Mark inbox processed_at and job status done in one transaction.
On failure, increment attempts and backoff with jitter. Dead-letter after threshold.

If you are working through trust boundaries in CI/CD and runtime systems, this complements our artifact verification runbook. The same principle applies: verify inputs early, then gate side effects behind durable checks.

Troubleshooting: what breaks at 3 AM

1) “Signature mismatch” only in production

Likely cause: reverse proxy or framework middleware modifies body encoding/newlines.
Check: log hash of raw bytes at edge and app, compare lengths and checksum.
Fix: verify against exact raw request body before JSON decode; enforce UTF-8 handling expectations from provider docs.

2) Duplicate side effects despite unique inbox key

Likely cause: dedupe exists only at ingress, not in domain mutation layer.
Check: confirm business tables also have unique guards for event-driven writes.
Fix: add domain-level idempotency key and make writes upsert-safe.

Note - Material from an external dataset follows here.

Issue #4916, opened 2020-10-17
Remove preview for compressed archives


robert-tan:
Very minor feature but had to submit an assignment with a .tar.gz extension and the preview with random characters shows up, which isn't useful/necessary:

3) Retry flood during downstream outage

Likely cause: endpoint waits for heavy processing before returning 2xx.
Check: p95 webhook response time and timeout correlation with provider redeliveries.
Fix: move non-essential logic to worker path, return 2xx right after durable enqueue.

FAQ

Do I need both signature verification and IP allowlisting?

Yes, when feasible. Signature verification is your primary authenticity check. IP allowlisting can reduce noise, but provider IP ranges change and should not be your only control.

Can Redis replace database deduplication?

Redis can be a helpful fast path, but treat it as advisory unless persistence and failover are engineered carefully. For financial or account-critical flows, keep a durable uniqueness constraint in your primary datastore.

Should I drop old delivery IDs to save storage?

Yes, with a retention policy. Keep enough history to cover provider retry windows, audit needs, and incident forensics. Many teams keep full payloads for 7 to 30 days, then archive or compact to metadata-only records.

Actionable takeaways for this week

Implement a single ingress invariant: verify signature on raw bytes, then atomically upsert inbox record.
Add a unique domain idempotency key wherever webhook events create money movement, entitlements, or user comms.
Measure webhook handler p95 and failure rate separately from worker success rate. Different SLOs, different bottlenecks.
Run one replay drill from stored inbox data every sprint so recovery is practiced, not theoretical.
Document provider-specific retry behavior and response timeout expectations next to your runbook.

If your current webhook path mixes verification, business writes, and third-party calls in one request cycle, do not rewrite everything at once. Split ingress and processing first. That single architectural move usually removes the worst reliability pain immediately.